A regular sequence on a module M is an ordered sequence of elements (f_1, ..., f_r) where each f_i is a non-zero-divisor on M/(f_1, ..., f_{i-1})M. The depth of M (with respect to an ideal I) is the length of a maximal regular sequence in I on M. A Noetherian local ring is Cohen-Macaulay if its depth equals its Krull dimension -- the maximum possible value. Cohen-Macaulay rings are the class where dimension theory, homological algebra, and intersection theory work optimally, forming the "good" class between arbitrary Noetherian rings and regular local rings.
A regular sequence on an R-module M is a sequence of elements f_1, ..., f_r in R such that: (1) f_1 is a non-zero-divisor on M, (2) f_2 is a non-zero-divisor on M/f_1 M, and in general (3) f_i is a non-zero-divisor on M/(f_1, ..., f_{i-1})M, and (4) M/(f_1, ..., f_r)M is nonzero. The order matters: (x, y(1-x)) is regular in k[x, y] but (y(1-x), x) is not, because in the latter case the image of x in k[x,y]/(y(1-x)) is a zero divisor. In a local ring, however, any permutation of a regular sequence is again regular -- this is a non-trivial fact proved using the Koszul complex.
The depth of M with respect to an ideal I, denoted depth_I(M), is the length of a maximal regular sequence in I on M. By the Rees theorem, all maximal regular sequences in I on M have the same length, so depth is well-defined. In a Noetherian local ring (R, m), the depth of R (taken with respect to m) satisfies the fundamental inequality depth(R) ≤ dim(R). When equality holds, R is called Cohen-Macaulay. The depth can also be computed homologically: depth_I(M) = min{i : Ext^i_R(R/I, M) ≠ 0}, connecting regular sequences to the derived category.
Cohen-Macaulay rings form the largest natural class of Noetherian rings where the theories of dimension, primary decomposition, and intersection theory work "as expected." In a Cohen-Macaulay local ring, every system of parameters is a regular sequence, there are no embedded associated primes of parameter ideals, and the unmixedness theorem holds: every ideal generated by a regular sequence of length r has all associated primes of height exactly r. This geometric property -- that hypersurface sections cut out varieties of the expected codimension with no spurious embedded components -- is what makes Cohen-Macaulay rings essential in algebraic geometry.
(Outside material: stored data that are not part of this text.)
PR #13766, opened 2019-01-03
Fixed mailing list addresses that were swapped (doc change only)

ifeherva:
## Description ##
The user and dev mailing lists were swapped in the docs. This PR fixes it. There is no code or any functional change.


aaronmarkham:
I retriggered the failed test - let's let that pass and we can merge this change.

And yes, it would be nice if we could limit the CI process on docs changes. It does seem, however, that this is a non-trivial task. Very happy to discuss and figure it out though!

aaronmarkham:
Docker was down yesterday, so that's why the auth fail... I re-triggered it again... and it hung for four hours. Let's see if it can get through the rest now!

The relationship between regular sequences and homological algebra runs deep. The Auslander-Buchsbaum formula states that for a finitely generated module M of finite projective dimension over a Noetherian local ring R: pd(M) + depth(M) = depth(R). This connects depth (defined via regular sequences) to projective dimension (a homological invariant). For regular local rings, every finitely generated module has finite projective dimension, and the formula gives a complete numerical relationship between the two fundamental measures of "complexity." The Koszul complex K(f_1, ..., f_r; R) provides the explicit homological machinery: its homology detects whether (f_1, ..., f_r) is a regular sequence, and it is the starting point for computing Tor and Ext groups in many situations.